UMA
(RE)INVENÇÃO DO ORIENTE POR MEIO DE PRÁTICAS INTELECTUAIS DISCURSIVAS E JOGOS
DE PODER
Fernando
Tadeu Germinatti
Introdução
O oriente e o ocidente enquanto
discursos e objetos para análise florescem nessa pesquisa mediados
pelas práticas de poder que o cercam e os constituem, formam-se além de
nomeações territoriais, em sentido geográfico, mas sim vistos por um prisma plural
e mais complexo, um tanto filosófico e político, que exigem um debate mais
profundo. É sintomático inferir que como ponto de partida podemos trazer o
texto “Orientalismo: O Oriente como invenção do Ocidente.” de Edward Said, e assim constando, nesse
sentido, pretende-se demonstrar que a teoria política e social moderna
enraizada em perspectivas etnocêntricas, de modo que, argumenta-se que o
discurso do "choque de civilizações" é um esquema explicativo
intentando remodelar e reformar o outro, mantendo a contemporaneidade das
representações coloniais que se arrastam pela história, compreendendo para
melhor desenvolvimento do argumento, é claro, que “a história é o discurso do poder, o discurso
das obrigações pelas quais o poder submete; é também o discurso do brilho pelo
qual o poder fascina, aterroriza, imobiliza” (FOUCAULT 1999, p. 79).
Na esteira dessas
considerações, nos agradecimentos de O local da cultura, o crítico
indo-britânico Homi Bhabha (1998, p. 11) menciona a obra pioneira de Edward
Said, que lhe forneceu “um terreno crítico e um projeto intelectual”. Ao
ressaltar a face de que alguns elementos que norteiam essa discussão voltam-se
ao imperialismo europeu na medida em que cabe reflexão a respeito dos discursos
de orientalismo e concomitantemente uma evolução epistêmica de sua noção e
aplicabilidade, no sentido de enquadramento identitário, pois como assevera
Said, é , portanto, um discurso de dominação mundial de ordem imperialista,
e que
orientalismo, como prática descritiva, não é individual, resultante
discursivo de um só autor, mas um coletivo de ideias e trabalhos
"produzido por um número quase incontável de autores individuais
(...)" (SAID, 2007, p. 35).
Ao se deter sobre esse
debate, de início, outrossim, ainda nos séculos XVIII e XIX,
é de se compreender que o orientalismo passou a ser enquadrado em categoria de
problematização quando o colonialismo,
tanto o de caráter inglês como o francês
estavam ainda em auge. Cabe ressaltar que, nos
trabalhos de autores pós-coloniais, como Edward Said e Homi Bhabha, a
influência dos pensadores pós-estruturalistas autores como Foucault, Lacan e
Derrida são patentes para compreensão da discussão ocidentalização X oriente.

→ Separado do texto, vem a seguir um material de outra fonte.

PR #27, opened 2023-07-18
chore: making event chart more flexible

muratso:
This PR adds:
* custom environments variables via extraEnv
* custom toleration for the events deployment
* custom imagePullPolicy for the events deployment images
* custom command and arguments if needed. If not specified, the default ones from the previous version will be used
* possibility to not use the `envFrom: - secretRef` if a user wants to specify this directly via extraEnvs or other means
* possibility to use a custom `secretRef` name if needed/wanted
* also added a few default values in the values.yaml allowing users to properly run `helm template` and `helm lint` with the chart out-of-the-box.

### DIFF
--- a/charts/internal/events/templates/deployment.yaml
+++ b/charts/internal/events/templates/deployment.yaml
@@ -75,9 +75,11 @@ spec:
             {{- range .Values.extraEnv }}
             - {{- toYaml . | nindent 14 }}
             {{- end }}
+          {{- if .Values.useCredentialsSecret.enabled }}
           envFrom:
             - secretRef:
-                name: credentials
+                name: {{ .Values.useCredentialsSecret.secretName }}
+          {{- end}}
           readinessProbe:
             httpGet:
               path: /healthz
--- a/charts/internal/events/templates/deployment.yaml
+++ b/charts/internal/events/templates/deployment.yaml
@@ -72,6 +72,9 @@ spec:
                 configMapKeyRef:
                   name: cluster-info
                   key: id
+            {{- range .Values.extraEnv }}
+            - {{- toYaml . | nindent 14 }}
+            {{- end }}
           envFrom:
             - secretRef:
                 name: credentials
--- a/charts/internal/events/templates/deployment.yaml
+++ b/charts/internal/events/templates/deployment.yaml
@@ -17,6 +17,10 @@ spec:
       securityContext:
         runAsNonRoot: true
         runAsUser: 65534
+      {{- with .Values.tolerations }}
+      tolerations:
+      {{- toYaml . | nindent 6 }}
+      {{- end }}
       affinity:
         nodeAffinity:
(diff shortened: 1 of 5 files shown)


charts/internal/events/values.yaml
```diff
@@ -1,13 +1,20 @@
+global:
+  observe:
+    customer: "123456789012"
```
obs-gh-jeremyjackins, line 3: Can you please remove this global block -- the customer ID is used to generate URLs, which is now done with a template include. global.observe.customer is still a supported way to configure the chart, for backwards-compatibility, but it's now deprecated in favor of `collectionEndpoint`.

charts/internal/events/templates/deployment.yaml
```diff
@@ -36,6 +41,17 @@ spec:
       containers:
         - name: kube-state-events
           image: {{ .Values.image.kube_state_events.repository }}:{{ default .Chart.AppVersion .Values.image.kube_state_events.tag }}
+          imagePullPolicy: {{ .Values.image.kube_state_events.imagePullPolicy | default "IfNotPresent" }}
+          {{- if .Values.image.kube_state_events.command }}
+          command: {{- range .Values.image.kube_state_events.command }}
```
obs-gh-jeremyjackins, line 46: Do you have a use case in mind for overriding the command and args?

obs-gh-jeremyjackins:
Thanks for the submission! Added some initial feedback, and will look more closely as time allows.

charts/internal/events/values.yaml
muratso: Hey @obs-gh-jeremyjackins The only reason I set it is that it is "required" in order to run a `helm template` or `helm lint`. If I don't have a default value, even a placeholder like I did, these commands can't be executed properly. If you prefer I can set a default placeholder for the `collectionEndpoint` instead of this.

charts/internal/events/templates/deployment.yaml
muratso: Yep. Our use case. We use some sort of "wrapper" to inject sensitive information/variables into pods. In order to have this wrapper executed, we need to run a different entrypoint. This change won't affect the current behavior but will allow us (and other possible customers) to make these customizations without having to fork and maintaining their own version of it (like we're doing right now)

muratso:
@obs-gh-jeremyjackins just circling back here. Let me know if I need to change anything before I rebase my branch and ask for another review. Thanks!

obs-gh-colinhutchinson:
@muratso sorry for the delay.

I picked up some of your changes in a PR that avoids the conflicts.

muratso:
> @muratso sorry for the delay.
> 
> I picked up some of your changes in a PR that avoids the conflicts.

No worries. We can probably close this PR and I'll check what has been done. If needed, I'll open a new one, or keep doing like I did (which is pretty much having our own fork).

Isso implica também a visível necessidade, nos intrincados argumentos, de se
ater aos argumentos imperialistas, vale assinalar, nessa seara, que a
argumentação é direcionada a retratar as disparidades discursivas que
criaram-se pelas políticas imperialistas com relação ao oriente e suas
práticas.
Saliente-se ainda que,
no bojo dessa discussão, urge articular os argumentos dos historiadores
ingleses Eric Hobsbawm e Edward Palmer Thompson caminham no sentido a
direcionar a violência, ainda que simbólica, exercida pelos discursos
eurocentrados. É indubitável, portanto, que formas de dominação simbólica se
criam nos discursos imperialistas sobre a ideia, constituição e noção de
oriente. Para tanto, como forma estratégica, nesse sentido, a violência
simbólica “é o mecanismo pelo qual o poder é exercido” (THOMPSON, 1991, p. 23).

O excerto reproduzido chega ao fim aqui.